Alanna was knighted like a true manly man and everyone celebrated. Thom, who had just arrived at the palace, glared at everyone as he stalked over to his sister and thrust something into her arms. "Here, I sewed you a new outfit. Every stitch was made to perfection, so you'd better appreciate it."

"Dear Mithros, every stitch is made to perfection," said Roger, seething with jealousy as he studied Alanna's new outfit. "That young Thom is more dangerous than I thought!"

Thom smirked at Roger. "I knitted my first scarf when I was two and a half years old."

"No!" Roger gasped in horror.

Bored with this diva battle, Alanna left Thom to harass the king of fashion and snuck off to Roger's room when no one was looking. "I've always wanted to know what kind of shampoo Roger uses," said Alanna. "I bet he's a giant hypocrite and buys it from the dollar store."

"Roger's an even bigger sissy than I thought," Faithful remarked. "Look at those Barbie dolls over there!"

"He and Thom have something in common," said Alanna, laughing as she looked at the Barbies. "This is positively gold. I've got to show the whole palace so they can laugh at Roger!" She scooped up all the Barbie dolls and ran back to the party. "Newsflash, everyone! Roger plays with dolls!"

"Oh, don't go there, girlfriend!" tutted Roger. "That's simply preposterous!"

"Oh yeah? Then why did I find these in your room?" Alanna held up the Barbies for all to see.

Roger waved his fabulous hand at her impatiently. "Whatever. You're just trying to frame me because you're jealous of my hip style!"

"Yeah right, you wuss! They were in your room!"

"It's true!" cried Delia, pointing angrily at Roger. "I saw the dolls in his room with my own eyes!"

The king chortled with glee. "I always knew Roger would turn out like this.
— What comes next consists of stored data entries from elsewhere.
PR #1688, opened 2022-07-12
fix: increased wait time for page to load

### LINKED ISSUE #1627: Cypress E2E test throws an error on twilio
**Describe the bug**
An error of [14101 - Invalid "To" attribute] is thrown on Twilio console 

**To Reproduce**
Run the cypress test

**Screenshots**

Screenshot 2022-06-22 at 3 25 41 PM

yingyee0111:
## Problem

Cypress test was failing on sms sometimes.
Cypress couldn't find the textbox because the page loads too slowly.
(This is an assumed cause as Cypress works fine locally. Would have to verify again after pushing to github actions.)
Cypress also couldn't find the element sometimes even when it is loaded. This error is not consistent.

## Solution

Increased wait time on querying for the element and changed the identifier to a more stable one.

## Problem 2
Twilio was throwing some error because it was auto replying for every message received.
Closes #1627

## Solution 2
Configure Twilio to do nothing when messages are received at our SG number.
(no code change, configuration is done on Twilio console)


cypress/e2e/sms.cy.js
```diff
@@ -67,6 +67,7 @@ describe('SMS Test', () => {
     cy.contains(':button', 'Create').click();
 
     //step 1 : enter message template
+    cy.get('textarea[id="message"]', { timeout: TIMEOUT });
```
stanleynguyen, line 70: Can we have a default value for TIMEOUT?

yingyee0111: oh like increased all timeout?

stanleynguyen (approved):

Remember how he used to try on the queen's dresses when he was little?"

Roger turned red with stylish rage. "That's it, Alan. You're going down!" He slashed at Alanna's clothes, revealing her girly chest.
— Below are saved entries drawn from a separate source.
PR #1695, opened 2022-07-13
fix: sequelize issue

tan-zx:
First 3 commits are the commits from previous PRs that have been rolled back (have rewritten git history accordingly). These rolled-back PRs are:
- https://github.com/opengovsg/postmangovsg/pull/1684
- https://github.com/opengovsg/postmangovsg/pull/1683
- https://github.com/opengovsg/postmangovsg/pull/1685

The fourth commit (upgrading sequelize to v 6.21.2) contains the fix to the original error.

What went wrong:
- When upgrading to Sequelize v6.21.2, this includes v6.19 which included tighter TypeScript hinting for `WhereOptions` (see [here](https://github.com/sequelize/sequelize/releases/tag/v6.19.0) for more info)
- In order to fix the TypeScript errors, I had replaced `null`s with `undefined`s as the latter was how the data model was explicitly defined within Sequelize. This was **wrong**.
- In Sequelize, the [default behavior](https://sequelize.org/docs/v6/core-concepts/validations-and-constraints/#:~:text=Allowing/disallowing%20null,our%20code%20example%3A) is to allow `null` for every column of a model. (This is something of an open issue; see [here](https://github.com/sequelize/sequelize/issues/14260).) As such, the previous data models of `Campaign`, `SmsMessage` and `EmailMessage`, even without explicitly allowing `null`, actually allowed `null` values, thus giving rise to the TypeScript error.

Solution:
- As such, I had restored the original Sequelize methods to check for `null` instead of `undefined`.
- To resolve the TypeScript error, I extended the data models to explicitly include `null` type (as opposed to rely on Sequelize's default behavior). 

I have tested the code manually and [using Cypress](https://github.com/opengovsg/postmangovsg/actions/runs/2662987726), and it now works as expected.

To align TypeScript with Sequelize, there is a need to rule out `undefined`. 
- At first, we tried using `variable: string | null =  null` → but this causes unintended behavior.
- As such, we used the `!` operator to tell TypeScript that `variable` cannot be undefined. This works as intended. 

Have spoken to @lamkeewei and he says it's a good idea to go through the codebase and tighten the typing used accordingly. See https://github.com/opengovsg/postmangovsg/issues/1696


tan-zx:
Talked to @karrui and @dextertanyj; the use of `!` non-null assertion operator, while in line with existing practice in the codebase, might be less than ideal. 

Another possibility is to follow https://github.com/datagovsg/phas/pull/133/files and set ` "strictPropertyInitialization": false,` is `tsconfig.json`.

prestonlimlianjie:
> Talked to @karrui and @dextertanyj; the use of `!` non-null assertion operator, while in line with existing practice in the codebase, might be less than ideal.
> 
> Another possibility is to follow https://github.com/datagovsg/phas/pull/133/files and set ` "strictPropertyInitialization": false,` is `tsconfig.json`; however, for `postmangovsg`, this has been previously set to true.

We could tackle this in a separate PR

tan-zx:
Subsequent PR:
- Go through every column to explicitly set whether `allowNull` is true or false and amend the typing accordingly. (imo better to make it extra explicit rather than rely on Sequelize's default behavior)
- OK to turn this off `"strictPropertyInitialization": false,`

Maybe investigate:
- Frontend did not show any error, but backend threw an error (I think?)

prestonlimlianjie (approved):
lgtm

frontend/src/services/unsubscribe.service.ts
```diff
@@ -25,10 +23,15 @@ export async function unsubscribeRequest({
...
+  if (
+    axios.isAxiosError(e) &&
+    e.response &&
+    e.response.data &&
+    e.response.data.message
+  ) {
     throw new Error(e.response.data.message)
   }
-  throw new Error(defaultMsg || e.response?.statusText)
+  throw new Error(defaultMsg)
```
stanleynguyen, line 36: Could you elaborate a bit more on this change? I'm a bit concerned about the fact that `defaultMsg` is optional and this is considered a breaking change

tan-zx: I'll fix in a separate PR; found this one too.

Thanks for flagging!

image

"Holy crap!" said Delia. "His man boobs are gigantic!"

"They're even bigger than mine!" cried Raoul.

"Alan, have you ever considered reduction surgery?" asked the king. "Those things could put someone's eye out!"

"I can't wait to taste those sweet coconuts," said Jon dreamily.

Alanna smacked him. "How dare you!"

"What? Gary's got two coconuts in his hands!" Jon pointed to Gary, who indeed carried coconuts.

"Ahem!" said Roger stylishly. "What about my epic duel with the large breasted lad?"

To make a long story short, Alanna ripped up Roger's pretty clothes and killed the fabulous duke. "Well, my work here is done," she said. "By the way, I'm actually a girl! Fooled you all, suckers!"

"FRANCIS!" wailed Raoul. "I never said you could be fooled by Alan's disguise! I'm disappointed in you, young man!"